Linthorpe Road
- Interactive map of Linthorpe Road
- Location: Middlesbrough, England
- Coordinates: 54°34′08″N 1°14′27″W﻿ / ﻿54.5689°N 1.2407°W
- Surface: Grass

Construction
- Opened: 1875
- Closed: 1903

Tenants
- Middlesbrough Cricket Club (1875–1893) Middlesbrough F.C. (1880–1903)

= Linthorpe Road =

Former cricket and football grounds

Linthorpe Road was a cricket and football ground in Middlesbrough in England. It was the home ground of Middlesbrough Cricket Club and Middlesbrough F.C.

==History==
Linthorpe Road opened as a cricket ground in 1875, and football began to be played there in 1880, with the football pitch at the northern end of the ground.
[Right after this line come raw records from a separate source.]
PR #3008, opened 2021-10-18
chore(NODE-3550): unskip serverless tests

nbbeeken:
#### What is changing?

Numerous serverless tests can be unskipped with some test runner patching.

No

Test all the things!

### DIFF
--- a/src/sessions.ts
+++ b/src/sessions.ts
@@ -375,7 +375,7 @@ export class ClientSession extends TypedEventEmitter<ClientSessionEvents> {
    */
   startTransaction(options?: TransactionOptions): void {
     if (this[kSnapshotEnabled]) {
-      throw new MongoCompatibilityError('Transactions are not allowed with snapshot sessions');
+      throw new MongoCompatibilityError('Transactions are not supported in snapshot sessions');
     }
 
     assertAlive(this);
--- a/test/functional/spec-runner/index.js
+++ b/test/functional/spec-runner/index.js
@@ -121,7 +121,7 @@ function parseRunOn(runOn) {
 }
 
 function generateTopologyTests(testSuites, testContext, filter) {
-  testSuites.forEach(testSuite => {
+  for (const testSuite of testSuites) {
     // TODO: remove this when SPEC-1255 is completed
     let runOn = testSuite.runOn;
     if (!testSuite.runOn) {
@@ -132,38 +132,36 @@ function generateTopologyTests(testSuites, testContext, filter) {
     }
     const environmentRequirementList = parseRunOn(runOn);
 
-    environmentRequirementList.forEach(requires => {
+    for (const requires of environmentRequirementList) {
       const suiteName = `${testSuite.name} - ${requires.topology.join()}`;
       describe(suiteName, {
         metadata: { requires },
-        test: function () {
+        test() {
           beforeEach(() => prepareDatabaseForSuite(testSuite, testContext));
           afterEach(() => testContext.cleanupAfterSuite());
-          testSuite.tests.forEach(spec => {
+
+          for (const spec of testSuite.tests) {
             const maybeIt = shouldRunSpecTest(this.configuration, requires, spec, filter)
               ? it
               : it.skip;
-            maybeIt(spec.description, function () {
-              let testPromise = Promise.resolve();
+
+            maybeIt(spec.description, async function () {
               if (spec.failPoint) {
-                testPromise = testPromise.then(() => testContext.enableFailPoint(spec.failPoint));
+                await testContext.enableFailPoint(spec.failPoint);
               }
 
-              // run the actual test
-              testPromise = testPromise.then(() =>
-                runTestSuiteTest(this.configuration, spec, testContext)
-              );
+              await runTestSuiteTest(this.configuration, spec, testContext);
 
               if (spec.failPoint) {
-                testPromise = testPromise.then(() => testContext.disableFailPoint(spec.failPoint));
+                await testContext.disableFailPoint(spec.failPoint);
               }
-              return testPromise.then(() => validateOutcome(spec, testContext));
+              return await validateOutcome(spec, testContext);
             });
-          });
+          }
         }
       });
-    });
-  });
+    }
+  }
 }
 
 function shouldRunSpecTest(configuration, requires, spec, filter) {
--- a/test/functional/spec-runner/index.js
+++ b/test/functional/spec-runner/index.js
@@ -99,6 +99,10 @@ function parseTopologies(topologies) {
 }
 
 function parseRunOn(runOn) {
+  if (runOn.length === 0) {
+    throw new Error('An empty run on requirement will skip all tests!');
+  }
+
   return runOn.map(config => {
     const topology = parseTopologies(config.topology);
     const version = [];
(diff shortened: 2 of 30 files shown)


src/sessions.ts
```diff
@@ -374,7 +374,7 @@ export class ClientSession extends TypedEventEmitter<ClientSessionEvents> {
    */
   startTransaction(options?: TransactionOptions): void {
     if (this[kSnapshotEnabled]) {
-      throw new MongoCompatibilityError('Transactions are not allowed with snapshot sessions');
```
nbbeeken, line 377: After fixing `isClientError` this started failing because of [this test](https://github.com/mongodb/specifications/blob/master/source/sessions/tests/unified/snapshot-sessions.yml#L482). This feels low impact to fix here.

test/functional/spec-runner/index.js
```diff
@@ -121,7 +121,7 @@ function parseRunOn(runOn) {
 }
 
 function generateTopologyTests(testSuites, testContext, filter) {
-  testSuites.forEach(testSuite => {
+  for (const testSuite of testSuites) {
```
nbbeeken, line 124: Sorry about the code churn here, reworking this use normal loops and async await made debugging far more straight forward. For example, if configuring the fail point fails you find out when stepping over that line vs having to look for the ultimate catch clause that handled it.

test/tools/unified-spec-runner/match.ts
```diff
@@ -321,9 +330,12 @@ export function expectErrorCheck(
...
 ): boolean {
-  if (Object.keys(expected)[0] === 'isClientError' || Object.keys(expected)[0] === 'isError') {
-    // FIXME: We cannot tell if Error arose from driver and not from server
-    return;
+  if (expected.isClientError === true) {
+    expect(error).to.satisfy(
+      (error: unknown) => error instanceof MongoDriverError || error instanceof MongoNetworkError
+    );
+  } else if (expected.isClientError === false) {
+    expect(error).to.be.instanceOf(MongoServerError);
```
nbbeeken, line 338: This was possible to fix since we merged the last of the better errors project. But now we can differentiate clearly `isClientError`s and server errors. Even though MongoNetworkError aren't descendent of MongoDriverError we consider it to be a client error here since we are the one to capture and construct it, as opposed to MongoServerError being made of message and code directly from MongoDB.

test/tools/unified-spec-runner/runner.ts
```diff
@@ -199,6 +199,21 @@ export async function runUnifiedTest(
...
+        if (
+          wasProvidedCredentials &&
+          actualEvents.length > 4 &&
+          actualEvents[0].constructor.name.toLowerCase() === 'ConnectionReadyEvent'.toLowerCase()
+        ) {
+          // This is a set of CMAP events, remove the out event at index 1 and the in event at index 2
+          expect(actualEvents[1].constructor.name).to.equal('ConnectionCheckedOutEvent');
+          expect(actualEvents[2].constructor.name).to.equal('ConnectionCheckedInEvent');
+          actualEvents.splice(1, 2);
+        }
```
nbbeeken, line 215: Here's the logic to handle the case where we have an extra ping command that runs upon connecting our clients. I put it here (instead of in matchEvents) since determining if credentials were provided requires access to the `clientId`, happy to adjust.

test/unit/sessions.test.js
```diff
@@ -80,7 +80,7 @@ describe('Sessions - unit/core', function () {
           session = new ClientSession(client, sessionPool, { snapshot: true });
           expect(session.snapshotEnabled).to.equal(true);
           expect(() => session.startTransaction()).to.throw(
-            'Transactions are not allowed with snapshot sessions'
+            'Transactions are not supported in snapshot sessions'
```
nbbeeken, line 83: same deal with the change in error string to match spec test that's now running.

test/functional/transactions.test.js
```diff
@@ -122,25 +124,12 @@ const SKIP_TESTS = [
...
-      'abortTransaction does not retry after WriteConcernError Interrupted',
-      'commitTransaction does not retry error without RetryableWriteError label',
-      'commitTransaction is not retried after UnsatisfiableWriteConcern error',
-      'commitTransaction fails after Interrupted'
-    );
-  }
-  suitesToRun.forEach(suiteSpec => {
+  const suitesToRun = [
+    { name: 'spec tests', specPath: path.join('transactions', 'legacy') },
+    { name: 'withTransaction spec tests', specPath: path.join('transactions', 'convenient-api') }
```
dariakp, line 129: I'm confused, were the convenient-api tests just not ran at all before?

test/tools/unified-spec-runner/runner.ts
```diff
@@ -199,6 +199,21 @@ export async function runUnifiedTest(
           actualEvents = clientCommandEvents.get(clientId);
         }
         expect(actualEvents, `No client entity found with id ${clientId}`).to.exist;
+        const wasProvidedCredentials = !!entities.getEntity('client', clientId).options.credentials;
+
+        // TODO(NODE-2471): Currently the node driver executes a ping command when credentials are provided
+        // Here, we need to filter out two extra events from a set of CMAP events.
+        if (
+          wasProvidedCredentials &&
+          actualEvents.length > 4 &&
```
dariakp, line 208: why specifically > 4? even with the expected events being at index 1 & 2, don't we need just `>= 3` to apply this logic?

test/tools/unified-spec-runner/runner.ts
dariakp: the location makes sense to me

test/tools/unified-spec-runner/runner.ts
nbbeeken: I added this condition before also checking for credentials I may be able to drop it. But it seemed like there were tests (failure cases) that expected to see connectionPoolReady and connectionCheckOut, but not followed by a checkIn. In that case even though it is the ping command being the operation that caused the failure, it still proves the failure occurs. (I'll get back to you on the test name).

dariakp: I'm not following, will be interested to see what fails and why

test/functional/transactions.test.js
dariakp: Is it because of this: 

> Note: the killAllSessions command is not supported on Serverless, so the transactions tests may hang if an individual test leaves a transaction open when it finishes (CLOUDP-84298)

I mean it specifically tells us not to test them, so I would follow up with the drivers group to make sure we understand the implications; I don't want to run into a situation where future changes cause things to fail and then we have to spend time investigating why it's happening; at a minimum, if we do keep them, I would make sure to put a comment above explicitly saying that "these are not required to run for serverless, we are just choosing to because they work"

test/tools/unified-spec-runner/match.ts
dariakp: Not sure I follow, `isClientError` is also optional. Are you saying that in situations where only `isError` is specified, and `isClientError` is not specified, we can't assert one of the above specific types?

test/tools/unified-spec-runner/runner.ts
nbbeeken: whoops [added back in a check to make sure the array has at least one item in it](https://spruce.mongodb.com/version/617074eb562343589588413e/tasks)

test/functional/transactions.test.js
nbbeeken: Well grepping the logs for "withTransaction" I'm seeing nothing so somehow they are still skipped 🤔

test/tools/unified-spec-runner/match.ts
nbbeeken: Yes, I think the test doesn't care about the origin of the error if `isClientError` is omitted, so we shouldn't assert anything.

In July 1882 a first class match was played at the ground, with Yorkshire lost to the touring Australians. Middlesbrough Cricket Club left the ground in 1893.

Middlesbrough F.C. were elected to the Second Division of the English Football League in 1899. By this time the ground consisted of a grandstand on the northern touchline and narrow seated stands around the remainder of the pitch. The first Football League game was played at Linthorpe Road on 9 September 1899, with Middlesbrough losing 3–1 to Small Heath in front of 10,000 spectators.

The ground's record League attendance was set on 6 September 1902 when 17,000 saw Middlesbrough defeat Everton 1–0. The club left Linthorpe Road at the end of the 1902–03 season to move to Ayresome Park, taking the grandstand with them. The final League match played at the ground was on 25 April 1903, with 8,000 spectators watching a 1–1 draw with Stoke. The site was initially used to build St Aidan's church, but was later converted into housing.